Copy each line below in which the word "elliott" occurs.

------

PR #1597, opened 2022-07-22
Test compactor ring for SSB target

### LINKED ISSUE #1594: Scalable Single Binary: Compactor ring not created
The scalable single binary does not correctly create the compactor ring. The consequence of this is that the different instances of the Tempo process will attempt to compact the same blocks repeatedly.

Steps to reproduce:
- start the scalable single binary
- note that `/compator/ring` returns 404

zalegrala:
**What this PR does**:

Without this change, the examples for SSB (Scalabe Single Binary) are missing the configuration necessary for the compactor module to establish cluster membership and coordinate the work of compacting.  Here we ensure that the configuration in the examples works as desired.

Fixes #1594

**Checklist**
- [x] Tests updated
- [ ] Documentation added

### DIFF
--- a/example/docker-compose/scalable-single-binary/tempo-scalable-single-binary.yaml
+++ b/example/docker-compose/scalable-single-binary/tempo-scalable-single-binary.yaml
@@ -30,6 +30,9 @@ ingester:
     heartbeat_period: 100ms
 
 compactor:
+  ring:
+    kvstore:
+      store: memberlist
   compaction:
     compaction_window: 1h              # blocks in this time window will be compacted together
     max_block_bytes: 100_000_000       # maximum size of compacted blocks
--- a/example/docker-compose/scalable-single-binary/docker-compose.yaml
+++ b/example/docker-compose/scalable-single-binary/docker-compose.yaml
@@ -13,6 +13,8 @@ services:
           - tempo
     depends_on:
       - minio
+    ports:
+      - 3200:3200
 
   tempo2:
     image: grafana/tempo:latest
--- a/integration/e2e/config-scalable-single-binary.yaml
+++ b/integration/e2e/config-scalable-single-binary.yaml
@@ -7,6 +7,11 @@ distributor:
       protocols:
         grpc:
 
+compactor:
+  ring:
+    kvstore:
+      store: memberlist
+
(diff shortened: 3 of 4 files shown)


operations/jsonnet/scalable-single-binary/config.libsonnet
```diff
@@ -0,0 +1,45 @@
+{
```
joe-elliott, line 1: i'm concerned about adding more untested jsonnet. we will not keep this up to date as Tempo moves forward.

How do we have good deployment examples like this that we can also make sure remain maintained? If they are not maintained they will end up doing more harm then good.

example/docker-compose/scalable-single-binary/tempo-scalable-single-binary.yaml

------

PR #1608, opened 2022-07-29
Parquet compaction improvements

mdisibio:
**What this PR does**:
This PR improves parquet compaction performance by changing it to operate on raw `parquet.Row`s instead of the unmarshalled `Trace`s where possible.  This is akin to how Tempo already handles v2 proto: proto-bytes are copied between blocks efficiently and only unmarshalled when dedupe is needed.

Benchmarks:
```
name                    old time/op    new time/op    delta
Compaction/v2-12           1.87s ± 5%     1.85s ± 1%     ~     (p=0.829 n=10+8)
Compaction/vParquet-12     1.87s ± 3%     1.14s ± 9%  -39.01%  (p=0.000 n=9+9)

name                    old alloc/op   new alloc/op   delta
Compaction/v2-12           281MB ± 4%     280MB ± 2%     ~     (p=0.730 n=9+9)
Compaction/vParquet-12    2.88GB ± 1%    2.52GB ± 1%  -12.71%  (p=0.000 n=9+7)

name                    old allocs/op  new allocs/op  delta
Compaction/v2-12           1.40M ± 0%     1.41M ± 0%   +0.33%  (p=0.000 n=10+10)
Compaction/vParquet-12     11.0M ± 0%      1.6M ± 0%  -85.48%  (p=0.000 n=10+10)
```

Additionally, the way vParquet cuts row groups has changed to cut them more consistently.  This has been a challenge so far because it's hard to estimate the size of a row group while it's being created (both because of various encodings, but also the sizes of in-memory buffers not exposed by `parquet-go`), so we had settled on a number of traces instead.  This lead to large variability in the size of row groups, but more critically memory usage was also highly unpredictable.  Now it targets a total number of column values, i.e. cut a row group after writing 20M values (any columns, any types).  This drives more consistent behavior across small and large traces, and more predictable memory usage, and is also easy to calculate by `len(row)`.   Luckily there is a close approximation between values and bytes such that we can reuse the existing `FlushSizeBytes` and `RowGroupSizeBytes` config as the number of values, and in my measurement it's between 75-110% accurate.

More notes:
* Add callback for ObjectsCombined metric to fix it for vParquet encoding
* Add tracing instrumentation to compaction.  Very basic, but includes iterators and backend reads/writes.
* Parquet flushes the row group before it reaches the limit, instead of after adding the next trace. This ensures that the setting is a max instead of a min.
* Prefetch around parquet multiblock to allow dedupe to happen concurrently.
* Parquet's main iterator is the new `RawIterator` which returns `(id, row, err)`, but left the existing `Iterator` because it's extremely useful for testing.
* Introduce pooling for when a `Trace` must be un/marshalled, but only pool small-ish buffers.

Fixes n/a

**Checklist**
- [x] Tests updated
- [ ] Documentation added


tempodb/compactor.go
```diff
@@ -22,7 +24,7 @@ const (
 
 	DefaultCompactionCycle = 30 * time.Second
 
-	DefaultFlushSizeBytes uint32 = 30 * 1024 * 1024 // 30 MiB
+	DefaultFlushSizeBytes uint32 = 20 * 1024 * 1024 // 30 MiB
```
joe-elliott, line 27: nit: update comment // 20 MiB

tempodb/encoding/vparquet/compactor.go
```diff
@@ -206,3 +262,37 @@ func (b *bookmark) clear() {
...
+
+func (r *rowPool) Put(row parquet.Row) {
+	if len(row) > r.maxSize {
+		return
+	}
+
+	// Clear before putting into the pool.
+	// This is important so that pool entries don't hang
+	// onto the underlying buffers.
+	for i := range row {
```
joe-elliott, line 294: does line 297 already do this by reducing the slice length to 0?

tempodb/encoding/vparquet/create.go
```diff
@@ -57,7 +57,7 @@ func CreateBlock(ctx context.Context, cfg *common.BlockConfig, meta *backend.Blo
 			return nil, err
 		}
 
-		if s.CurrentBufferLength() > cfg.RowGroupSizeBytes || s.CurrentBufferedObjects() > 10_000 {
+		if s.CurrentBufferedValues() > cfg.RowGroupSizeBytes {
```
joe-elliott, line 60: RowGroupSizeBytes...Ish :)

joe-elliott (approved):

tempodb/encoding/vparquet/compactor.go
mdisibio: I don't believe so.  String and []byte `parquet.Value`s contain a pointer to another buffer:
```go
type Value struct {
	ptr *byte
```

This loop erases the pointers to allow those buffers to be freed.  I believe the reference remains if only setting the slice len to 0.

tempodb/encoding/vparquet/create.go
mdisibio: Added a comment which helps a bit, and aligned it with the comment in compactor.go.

------

▸ SOLUTION FOR THIS PROBLEM:
joe-elliott, line 1: i'm concerned about adding more untested jsonnet. we will not keep this up to date as Tempo moves forward.
joe-elliott, line 27: nit: update comment // 20 MiB
joe-elliott, line 294: does line 297 already do this by reducing the slice length to 0?
joe-elliott, line 60: RowGroupSizeBytes...Ish :)
joe-elliott (approved):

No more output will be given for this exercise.